救難展示 (二回目) / U-125A + UH-60J (芦屋救難隊、芦屋基地所属)
U-125A 捜索救難機 (52-3001)
UH-60J 救難ヘリコプター (38-4558)
展示内容は一回目と同じ

 続いて、防府北基地からリモートのT−7二機による航過飛行が行われる。静浜基地で見慣れたT−7は派手さはないが、その軽快で優雅なフライトは印象に残る。しかも、ジェット機と違い、T−7は低くて近いフライトを見せてくれた。T−7の性能の高さと、教官パイロットの技量の高さが感じられた。

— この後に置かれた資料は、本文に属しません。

PR #93, opened 2016-06-20
Fix: squid:S1210, "equals(Object obj)" should be overridden along wit…

elkfrawy-df:
 squid:S1210- “""equals(Object obj)"" should be overridden along with the ""compareTo(T obj)"" method”. 
 https://dev.eclipse.org/sonar/rules/show/squid:S1210

Ayman Elkfrawy

### DIFF
--- a/core/src/main/java/smile/classification/DecisionTree.java
+++ b/core/src/main/java/smile/classification/DecisionTree.java
@@ -409,6 +409,26 @@ public class DecisionTree implements SoftClassifier<double[]>, Serializable {
             return (int) Math.signum(a.node.splitScore - node.splitScore);
         }
 
+        @Override
+        public boolean equals(Object obj) {
+            if (obj == this) {
+                return true;
+            }
+            if (obj == null) {
+                return true;
+            }
+            if (obj instanceof TrainNode) {
+                return this.node.splitFeature == ((TrainNode)obj).node.splitScore;
+            }
+            return false;
+        }
+
+        @Override
+        public int hashCode() {
+            long fitnessLong = Double.doubleToLongBits(node.splitScore);
+            return 41 + (int) (fitnessLong ^ (fitnessLong >>> 32));
+        }
+
         /**
          * Task to find the best split cutoff for attribute j at the current node.
          */
--- a/core/src/main/java/smile/classification/DecisionTree.java
+++ b/core/src/main/java/smile/classification/DecisionTree.java
@@ -15,19 +15,19 @@
  *******************************************************************************/
 package smile.classification;
 
-import java.io.Serializable;
-import java.util.ArrayList;
-import java.util.Arrays;
-import java.util.List;
-import java.util.PriorityQueue;
-import java.util.concurrent.Callable;
-
 import smile.data.Attribute;
 import smile.data.NominalAttribute;
 import smile.data.NumericAttribute;
 import smile.math.Math;
 import smile.sort.QuickSort;
 import smile.util.MulticoreExecutor;
+
+import java.io.Serializable;
+import java.util.ArrayList;
+import java.util.Arrays;
+import java.util.List;
+import java.util.PriorityQueue;
+import java.util.concurrent.Callable;
 
 /**
  * Decision tree for classification. A decision tree can be learned by
@@ -415,7 +415,7 @@ public class DecisionTree implements SoftClassifier<double[]>, Serializable {
                 return true;
             }
             if (obj == null) {
-                return true;
+                return false;
             }
             if (obj instanceof TrainNode) {
                 return this.node.splitFeature == ((TrainNode)obj).node.splitScore;
--- a/core/src/main/java/smile/gap/BitString.java
+++ b/core/src/main/java/smile/gap/BitString.java
@@ -199,7 +199,7 @@ public class BitString implements Chromosome {
             return true;
         }
         if (obj == null) {
-            return true;
+            return false;
         }
         if (obj instanceof Chromosome) {
             return this.fitness == ((Chromosome)obj).fitness();
--- a/core/src/main/java/smile/gap/BitString.java
+++ b/core/src/main/java/smile/gap/BitString.java
@@ -192,7 +192,27 @@ public class BitString implements Chromosome {
     public int compareTo(Chromosome o) {
         return (int) Math.signum(fitness - o.fitness());
     }
-    
+
+    @Override
+    public boolean equals(Object obj) {
+        if (obj == this) {
+            return true;
+        }
+        if (obj == null) {
+            return true;
+        }
+        if (obj instanceof Chromosome) {
+            return this.fitness == ((Chromosome)obj).fitness();
+        }
+        return false;
+    }
+
+    @Override
+    public int hashCode() {
+        long fitnessLong = Double.doubleToLongBits(fitness);
+        return 37 + (int) (fitnessLong ^ (fitnessLong >>> 32));
+    }
+
     @Override
     public double fitness() {
         if (Double.isNaN(fitness)) {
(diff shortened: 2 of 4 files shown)


core/src/main/java/smile/gap/BitString.java
```diff
@@ -192,7 +192,27 @@ public BitString(int[] bits, FitnessMeasure<BitString> measure, Crossover crosso
...
         return (int) Math.signum(fitness - o.fitness());
     }
-    
+
+    @Override
+    public boolean equals(Object obj) {
+        if (obj == this) {
+            return true;
+        }
+        if (obj == null) {
```
haifengl: If obj is null, shall we return false?

core/src/main/java/smile/neighbor/CoverTree.java
```diff
@@ -202,6 +202,27 @@ E getObject() {
         public int compareTo(DistanceNode o) {
             return (int) Math.signum(dist - o.dist);
         }
+
+        @Override
+        public boolean equals(Object obj) {
+            if (obj == this) {
+                return true;
+            }
+            if (obj == null) {
```
haifengl: same question as above

core/src/main/java/smile/neighbor/CoverTree.java
```diff
@@ -202,6 +202,27 @@ E getObject() {
...
+                return true;
+            }
+            if (this.getClass() == obj.getClass()) {
```
haifengl: For sake of consistency, shall we use instanceOf pattern as above/BiString?

core/src/main/java/smile/gap/BitString.java
elkfrawy-df: Yes, you are right, I will fix this.

core/src/main/java/smile/neighbor/MPLSH.java
```diff
@@ -228,6 +228,26 @@ public int compareTo(PrH o) {
             // to sort PrH in decreasing order.
             return (int) Math.signum(o.pr - pr);
         }
+
+        @Override
+        public boolean equals(Object obj) {
+            if (obj == this) {
+                return true;
+            }
+            if (obj == null) {
```
haifengl: same issue with null

core/src/main/java/smile/neighbor/MPLSH.java
```diff
@@ -250,6 +270,29 @@ public int compareTo(PrZ o) {
             // to sort PrZ in decreasing order.
             return prh[0].compareTo(o.prh[0]);
         }
+
+        @Override
+        public boolean equals(Object obj) {
+            if (obj == this) {
+                return true;
+            }
+            if (obj == null) {
```
haifengl: same issue with null

core/src/main/java/smile/neighbor/MPLSH.java
```diff
@@ -660,6 +703,26 @@ public int compareTo(Probe o) {
             return (int) Math.signum(prob - o.prob);
         }
 
+        @Override
+        public boolean equals(Object obj) {
+            if (obj == this) {
+                return true;
+            }
+            if (obj == null) {
```
haifengl: same issue with null

core/src/main/java/smile/neighbor/MPLSH.java
```diff
@@ -660,6 +703,26 @@ public int compareTo(Probe o) {
...
+                return true;
+            }
+            if (this.getClass() == obj.getClass()) {
```
haifengl: instanceOf?

core/src/main/java/smile/neighbor/CoverTree.java
elkfrawy-df: Actually that rises a compile time exception "Illegal generic type for instanceof", after I searched the problem, this was one of the solutions, the other solution is to make the class "DistanceNode" static. Should I make it static?

haifengl: Let's keep it as is and use this.getClass() == obj.getClass(). Thanks!

elkfrawy-df:
Please let me know if you want me to quash commits.

core/src/main/java/smile/classification/DecisionTree.java
```diff
@@ -15,20 +15,20 @@
...
-import java.util.concurrent.Callable;
-
 import smile.data.Attribute;
 import smile.data.NominalAttribute;
 import smile.data.NumericAttribute;
 import smile.math.Math;
 import smile.sort.QuickSort;
 import smile.util.MulticoreExecutor;
 
+import java.io.Serializable;
```
haifengl: I prefer java system package imports at the beginning. Thanks!

core/src/main/java/smile/neighbor/MPLSH.java
```diff
@@ -660,6 +704,26 @@ public int compareTo(Probe o) {
...
+                return this.prob == ((Probe)obj).prob;
+            }
+            return false;
+        }
+
+        @Override
+        public int hashCode() {
+            long fitnessLong = Double.doubleToLongBits(prob);
```
haifengl: why call it fitnessLong?

core/src/main/java/smile/neighbor/MPLSH.java
```diff
@@ -228,6 +229,26 @@ public int compareTo(PrH o) {
...
+            }
+            if (obj instanceof PrH) {
+                return this.pr == ((PrH)obj).pr;
+            }
+            return false;
+        }
+
+        @Override
+        public int hashCode() {
+            long fitnessLong = Double.doubleToLongBits(pr);
```
haifengl: why call it fitnessLong?

core/src/main/java/smile/neighbor/CoverTree.java
```diff
@@ -202,6 +203,27 @@ E getObject() {
...
+                return this.dist == ((DistanceNode)obj).dist;
+            }
+            return false;
+        }
+
+        @Override
+        public int hashCode() {
+            long fitnessLong = Double.doubleToLongBits(dist);
```
haifengl: why call it fitnessLong?

core/src/main/java/smile/classification/DecisionTree.java
```diff
@@ -409,6 +409,26 @@ public int compareTo(TrainNode a) {
...
+            }
+            if (obj instanceof TrainNode) {
+                return this.node.splitFeature == ((TrainNode)obj).node.splitScore;
+            }
+            return false;
+        }
+
+        @Override
+        public int hashCode() {
+            long fitnessLong = Double.doubleToLongBits(node.splitScore);
```
haifengl: why call it fitnessLong?

haifengl:
many added equals and hashCode are for internal classes. They never get chanced to call.

haifengl:
many hashCode implementation are copied from BitString and don't seem correct for those classes (missing other fields).

core/src/main/java/smile/gap/BitString.java
```diff
@@ -192,7 +192,27 @@ public BitString(int[] bits, FitnessMeasure<BitString> measure, Crossover crosso
...
+            return false;
+        }
+        if (obj instanceof Chromosome) {
+            return this.fitness == ((Chromosome)obj).fitness();
+        }
+        return false;
+    }
+
+    @Override
+    public int hashCode() {
```
haifengl: this doesn't make sense. all other fields are ignored. and I don't expect BitString to be used in a hash map.

haifengl:
I think we should squash this request. Thanks!

elkfrawy-df:
Yes, sorry about messy copy-paste code, I will fix the names. Generally implementation of **equals** and **hashcode** are working on the same fields. So I looked at what you already implemented on **compareTo** and did the same on **equals** and **hashcode**.

haifengl:
compareTo is for sorting purpose, which is very important for these algorithms. But we never call equals and hasCode. The rule squid:S1210 actually doesn't apply here.

elkfrawy-df:
No problem then, we can close this pull request. 
Thanks for your respond.

haifengl:
Thank you very much for helping!!

haifengl:
BTW, are these all problems found your tools? Thanks!

elkfrawy-df:
No, there still much to fix, I just started with these two and I needed that response to continue on the rest.

haifengl:
Cool! Thanks a lot!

12教団航過飛行 / T-7 × 2 (第12飛行教育団、防府北基地所属)  
T-7 初等練習機 (86-5949、66-5934)が編隊で飛来、編隊のまま旋回を行う
T-7 (66-5934)
T-7 (86-5949)

 40分の昼休みをはさんで、築城基地名物の地元機体によるフォーメーション・フライトが始まる。この頃になると会場は多くの観客でいっぱいで、会場はそんなに広くはないので百里基地航空祭以上の混雑に感じた。四機のF−2は二機ずつ、と五機のF−15は一機ずつ離陸を行う。こうして数多くの戦闘機の離着陸が見られるのは、戦闘機部隊所属基地の航空祭ならではだ。
 この展示飛行は、F−15一機がソロ・フライトを見せる間に、残り八機がフォーメーションを組み替えるようになっているようだ。しかし、F−2一機にトラブルが発生したようで、すぐに予定外の着陸となった。そのため、八機による航過飛行はキャンセルとなり、F−2三機、F−15四機による別々の航過飛行となった。このフォーメーション・フライトは楽しみにしていたので、非常に残念だ。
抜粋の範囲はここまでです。